DSIT’s Emerging Processes for Frontier AI Safety paper notes that imbalanced or inaccurate data can lead to less accurate and unhelpful AI systems.
AI models used in medical settings, for example, can display damaging biases. One study showed that AI models for predicting liver disease were more likely to miss the disease in women than in men.
Similarly, genomic research is largely conducted on the genes of white people, meaning that the AI models developed from these data sets may not be effective in a multicultural society or on a global scale.
Models trained on unrepresentative data sets could also create a global AI divide, where some societies benefit from AI tools while others find them inaccurate or unhelpful.
AI used in the criminal justice system will also have been trained on data sets that incorporate harmful and dangerous gendered and racial incarceration trends.
Noting these risks, the summit’s breakout discussions on improving AI safety would be enhanced with the adoption of an intersectional gender lens to improving safety.
Developers and scaling responsibly
While many AI developers have committed to responsible data collection practices, the concept of ‘responsibility’ is subjectively defined and selectively implemented.

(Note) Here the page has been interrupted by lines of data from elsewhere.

PR #990, opened 2016-04-27
borg with-lock REPO CMD ARGS

ThomasWaldmann:
Guess this is ready now for merging. After review, I'll collapse the commits.

manual usage:
```
(borg-env)tw@tux:~/w/borg$ borg with-lock repo ls -d repo/lock.exclusive
repo/lock.exclusive
```

### DIFF
--- a/borg/archiver.py
+++ b/borg/archiver.py
@@ -12,6 +12,7 @@ import os
 import shlex
 import signal
 import stat
+import subprocess
 import sys
 import textwrap
 import traceback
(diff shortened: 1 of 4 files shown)


edgewood:
Consider using nargs=argparse.REMAINDER to avoid the requirement for quotes and use of shlex.split.
-- 
Ed Blackman

ThomasWaldmann:
@edgewood done, PR updated.

edgewood:
Help text still says "The command needs to be given as a single argument..."

ThomasWaldmann:
Oops, forgot "git add", likely.

ThomasWaldmann:
It seems that the remote repo only creates an exclusive lock when a transaction is started and releases it when the repo is closed. We need to issue a put or delete to start a transaction.

So, shall we add another "well known" and reserved id (like 1, manifest_id is 0) that we can use for a small put?

We could also use get() to fetch some arbitrary id's contents (if any), then put() it back (and delete() it in case it did not exist before).

ThomasWaldmann:
Done. :)

PR #1001, opened 2016-05-01
add BORG_KEY_FILE

ThomasWaldmann:
collapsed all commits into 1, rebased on current master, added tests.

thanks to @legrostdg for implementing this.

### DIFF
--- a/docs/usage.rst
+++ b/docs/usage.rst
@@ -77,8 +77,6 @@ General:
         When set, use the value to answer the passphrase question for encrypted repositories.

Adopting a gender-perspective can level-up AI developer discussion on responsible scaling.
Committing to adopt feminist principles of data collection, for example, could help prevent harmful content from being included in training data in future.
However, commitments to gender equality go beyond data collection and input control, to the employment of workers hired to filter out harmful content from training data. In the case of ChatGPT, OpenAI has been accused of exploitative and inequitable employment.
Role for national and international policymakers
An approach rooted in mapping and mitigating identity-specific harms will enable developers, policymakers and scientists to better understand and respond to AI risks and consider the needs of all those affected by its deployment.